Why is Mercurial matching a nonexistent local revision number? - version-control

Quick intro: In Mercurial there are two different ways to numerically refer to a changeset.
First, there's the node ID hash. It is global and functions like a git commit hash. It consists of 40 hexadecimal digits.
Second, there's the local revision number. It is a decimal number that starts at 0 and counts up. Unlike the node hash, this is local, meaning the same changeset can have different local revision numbers in two different repos. This depends on what other changesets are present in each repo and depends even on the order each repo received their changesets.
A revision can be specified numerically to Mercurial as a local revision number, a full 40-digit hash, or "a short-form identifier". The latter gives a unique prefix of a hash; that is, if only one full hash starts with the given string then the string matches that changeset.
I found that in certain cases, Mercurial commands (such as hg log with an -r switch), given plain decimal numbers, will match some revision even though there aren't enough local revisions for the given number to match as a local revision number.
Here's an example I constructed after coming across such a case by chance:
test$ hg --version
Mercurial Distributed SCM (version 6.1)
(see https://mercurial-scm.org for more information)
Copyright (C) 2005-2022 Olivia Mackall and others
This is free software; see the source for copying conditions. There is NO
warranty; not even for MERCHANTABILITY or FITNESS FOR A PARTICULAR PURPOSE.
test$ hg init
test$ touch a
test$ hg add a
test$ hg ci -d "1970-01-01 00:00:00 +0000" -u testuser -m a
test$ touch b
test$ hg add b
test$ hg ci -d "1970-01-01 00:00:00 +0000" -u testuser -m b
test$ hg log
changeset: 1:952880b76ae5
tag: tip
user: testuser
date: Thu Jan 01 00:00:00 1970 +0000
summary: b
changeset: 0:d61f66df66f9
user: testuser
date: Thu Jan 01 00:00:00 1970 +0000
summary: a
test$ hg log -r 2
abort: unknown revision '2'
test$ hg log -r 9
changeset: 1:952880b76ae5
tag: tip
user: testuser
date: Thu Jan 01 00:00:00 1970 +0000
summary: b
test$
As is evident, hg log -r 9 matches a changeset even though there aren't that many changesets to match the 9 as a local revision number.
The question: Why is this? Additionally, how can we avoid matching a nonexistent local revision number?

This is due to how Mercurial parses revision specifiers.
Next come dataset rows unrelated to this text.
PR #4017, opened 2023-01-27
[Merged by Bors] - Use a single channel to signal if ATXs are synced

fasmat:
## Motivation
The current implementation of `RegisterForATXSynced` uses one channel per listener.

The code can be simplified to only use one channel for all listeners.

## Changes
- Instead of one channel per listener use a single channel
- Remove unneeded mutex

## Test Plan
N/A

## TODO

## DevOps Notes

### DIFF
--- a/syncer/syncer.go
+++ b/syncer/syncer.go
@@ -133,7 +133,6 @@ type Syncer struct {
 
 	// awaitATXSyncedCh is the list of subscribers' channels to notify when this node enters ATX synced state
 	awaitATXSyncedCh chan struct{}
-	muATXSyncedCh    sync.RWMutex // protects the channel above from concurrent access
 
 	eg errgroup.Group
 
@@ -195,13 +194,6 @@ func (s *Syncer) Close() {
 
 // RegisterForATXSynced returns a channel for notification when the node enters ATX synced state.
 func (s *Syncer) RegisterForATXSynced() chan struct{} {
-	if s.ListenToATXGossip() {
-		ch := make(chan struct{})
-		close(ch)
-		return ch
-	}
-	s.muATXSyncedCh.RLock()
-	defer s.muATXSyncedCh.RUnlock()
 	return s.awaitATXSyncedCh
 }
 
@@ -268,12 +260,11 @@ func (s *Syncer) Start(ctx context.Context) {
 
 func (s *Syncer) setATXSynced() {
 	s.atxSyncState.Store(synced)
-
-	s.muATXSyncedCh.Lock()
-	defer s.muATXSyncedCh.Unlock()
-
-	close(s.awaitATXSyncedCh)
-	s.awaitATXSyncedCh = make(chan struct{})
+	select {
+	case <-s.awaitATXSyncedCh:
+	default:
+		close(s.awaitATXSyncedCh)
+	}
 }
 
 func (s *Syncer) getATXSyncState() syncState {
--- a/syncer/syncer.go
+++ b/syncer/syncer.go
@@ -132,8 +132,8 @@ type Syncer struct {
 	lastATXsSynced    atomic.Value
 
 	// awaitATXSyncedCh is the list of subscribers' channels to notify when this node enters ATX synced state
-	awaitATXSyncedCh []chan struct{}
-	muATXSyncedCh    sync.Mutex // protects the slice above from concurrent access
+	awaitATXSyncedCh chan struct{}
+	muATXSyncedCh    sync.RWMutex // protects the slice above from concurrent access
 
 	eg errgroup.Group
 
@@ -161,7 +161,7 @@ func NewSyncer(
 		mesh:             mesh,
 		certHandler:      ch,
 		patrol:           patrol,
-		awaitATXSyncedCh: make([]chan struct{}, 0),
+		awaitATXSyncedCh: make(chan struct{}),
 	}
 	for _, opt := range opts {
 		opt(s)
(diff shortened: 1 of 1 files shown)


fasmat:
bors try

fasmat:
bors try

syncer/syncer.go
```diff
@@ -132,8 +132,8 @@ type Syncer struct {
 	lastATXsSynced    atomic.Value
 
 	// awaitATXSyncedCh is the list of subscribers' channels to notify when this node enters ATX synced state
-	awaitATXSyncedCh []chan struct{}
-	muATXSyncedCh    sync.Mutex // protects the slice above from concurrent access
+	awaitATXSyncedCh chan struct{}
+	muATXSyncedCh    sync.RWMutex // protects the channel above from concurrent access
```
countvonzero: are you observing race condition in this code?

first of all we don't need a RWMutex here. i prefer Mutex when there is not race condition. it's faster and and simpler to use.
secondly, if you are using single channel, why not initialize it the constructor and there is no need to protect it.

countvonzero (commented):
this PR surprises me. it's basically constant time. what is the problem here?

fasmat:
> this PR surprises me. it's basically constant time. what is the problem here?

Neither `RegisterForATXSynced`, nor `setATXSynced` are constant time.

Register has to append a channel to a slice which requires the runtime to create a new backing array copy over all existing channels and then add a new one.

setsynced has to iterate over a slice and close all channels which takes longer the more clients registered for the signal.

With the changes all calls to register return the same channel (or a closed one if already synced) and setsynced only ever needs to close one channel.

Before it was linear now it is constant.

countvonzero:
> Register has to append a channel to a slice which requires the runtime to create a new backing array copy over all existing channels and then add a new one.

but this should only happens the first time it's created. the default size is way bigger than the expected registrants.
 
> setsynced has to iterate over a slice and close all channels which takes longer the more clients registered for the signal.

yes. but we are talking about less than 5 clients here? to me that's constant time.

syncer/syncer.go
fasmat: The RWMutex allows for a more fine-grained access restriction to the field that holds the channel.

Since RegisterATXSynced only reads the field it can use a `RLock()` allowing multiple concurrent calls without mutual exclusion. Only when `setAtxSynced()` is called all access to the field needs to be blocked until the lock is freed again.

countvonzero:
note that i dont object to this PR. just surprised that it drew your attention.

syncer/syncer.go
countvonzero: whether we agreed on whether RWMutex is necessary is beyond the point.
we don't need a lock here. if the channel is created and never changed within syncer, why need lock to protect it?

fasmat:
I am initialing the channel in the constructor. But a channel can only be closed once!

`setAtxSynced` creates a new channel and replaces the existing one with it. This resets the state to "not synced" when `ListenForGossip` returns false

This is exactly the same behavior as before.

countvonzero:
> I am initialing the channel in the constructor. But a channel can only be closed once!
> 
> `setAtxSynced` creates a new channel and replaces the existing one with it. This resets the state to "not synced" when `ListenForGossip` returns false
> 
> This is exactly the same behavior as before.

what i am saying is a node can only ever wait for atx synced once in its life time. there is no need to create another channel in setAtxSynced. simply close it once there.

fasmat:
> what i am saying is a node can only ever wait for atx synced once in its life time. there is no need to create another channel in setAtxSynced. simply close it once there.

I had the same thought 🙂 and actually implemented it like you suggested in an earlier commit (just go back one or two commits in this PR)

That caused system tests to fail with `bors try` so I changed the behavior back to how it was before. Are you sure that the ATX synched state is reached and never goes back to not synched?

fasmat:
> > Register has to append a channel to a slice which requires the runtime to create a new backing array copy over all existing channels and then add a new one.
> 
> but this should only happens the first time it's created. the default size is way bigger than the expected registrants.

It starts with size 0 and appends one element on each call. How the runtime resizes a slice is not specified but the current behavior is to double for small slices and reduce the factor to 1.25 for bigger slices:
 https://forum.golangbridge.org/t/slice-append-what-is-the-actual-resize-factor/15654

Meaning if the function is called 10 calls are made it has to be resized 5 times.

> > setsynced has to iterate over a slice and close all channels which takes longer the more clients registered for the signal.
> 
> yes. but we are talking about less than 5 clients here? to me that's constant time.

I didn't check how many calls are made in our codebase but I think it's a bit more than that 🙂

syncer/syncer.go
fasmat: It is changed; `setATXsynced` assigns the field a new value. Without a mutex I'm getting warnings from the race detector.

I just changed the Mutex to an RWMutex that does the same thing but allows multiple concurrent reads.

The field needs to be protected by a Mutex and RWMutex just allows for a more fine grained access control.

countvonzero:
> It starts with size 0 and appends one element on each call.

you are right. 

> I didn't check how many calls are made in our codebase but I think it's a bit more than that

it's exactly in 4 places. and realistically only once (buildNIPostChallenge) in the lifetime of a node, because once ATX synced, we simply return a closed channel.

> Are you sure that the ATX synched state is reached and never goes back to not synched?

you can double-check the code. but the code only has code to set it to `synced`. no code path set it to otherwise.

fasmat:
bors try

fasmat:
bors try

fasmat:
@countvonzero looks like you were right. The earlier failed CI run was probably caused by some flakiness and not the fact that ATX synced state is only reached once.

I updated the code with your suggestions

countvonzero (approved):
i would remove the claim of performance improvement from the PR description.

fasmat:
bors merge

Here's how Olivia Mackall explains it in a mail from 2014:
Here is a hexadecimal identifier:
60912eb2667de45415eff601bfc045ae0fe8db42
See how it starts with 6? If you ask for revision 6, Mercurial will:
a) look for revision 6
b) if that fails, look for a hex identifier starting with "6"
c) if we find more than one match, complain
d) if we find no matches, complain
e) we found one match: success!
That is, if hg log -r 9 doesn't match any local revision number (because there are less than ten changesets in the repo), Mercurial next will match a node hash that happens to start with a 9.
To avoid this ambiguity, she responded that one should use hg log -r 'rev(9)' to match only local revision numbers, and hg log -r 'id(9)' to match only prefixes or full hashes.
In the documentation on revsets, these predicates are listed as:
"id(string)"
Revision non-ambiguously specified by the given hex string prefix.
And:
"rev(number)"
Revision with the given numeric identifier.
Unfortunately, both this page and the help page on revisions do not (as of version 6.1) explicitly point out the ambiguity between numbers that can match either as local revision numbers or node hash prefixes. The 2014 mailing list thread I quoted does contain suggestions to clarify this but it appears nothing came off it.
Additionally, here is a changeset message in which I explained the entire affair and how it came to affect the operation of a script of mine:
fix to use 'rev(x)' instead of just x to refer to local rev number
The revsets syntax to unambiguously refer to a local revision
number is to wrap the number in rev(). Without this, a number
that doesn't exist (eg -r 2) may be misinterpreted to refer to
a changeset that has a node hash starting with the requested
number.
In our case this bug happened to act up after the revision on at
2022-04-02 16:10:42 2022 Z "changed encoding from cp850 to utf8"
which the day after it was added was converted as the second
(local revision number 1) changeset from the svn repo. The
particular hg convert command was:
hg convert svn-mirror DEST \
--config hooks.pretxncommit.checkcommitmessage=true \
--config convert.svn.startrev=1152
This created a changeset known as 1:2ec9f101bc31 from that svn
revision. Lacking a local revision number 2, the -r 2 picked up
this changeset because its hash started with the digit "2".
Tnus the NEWNODE variable received the changeset hash for this
changeset. Because our hg rebase command is configured to keep
empty changesets, the changeset got added atop its already
existing copy in the destination repo.
Ever since the akt.sh script would pick up the wrong revision
number from the destination repo and abort its run with the
message indicating "Revisions differ!".

Related

How do you find the changesets between two tags in mercurial?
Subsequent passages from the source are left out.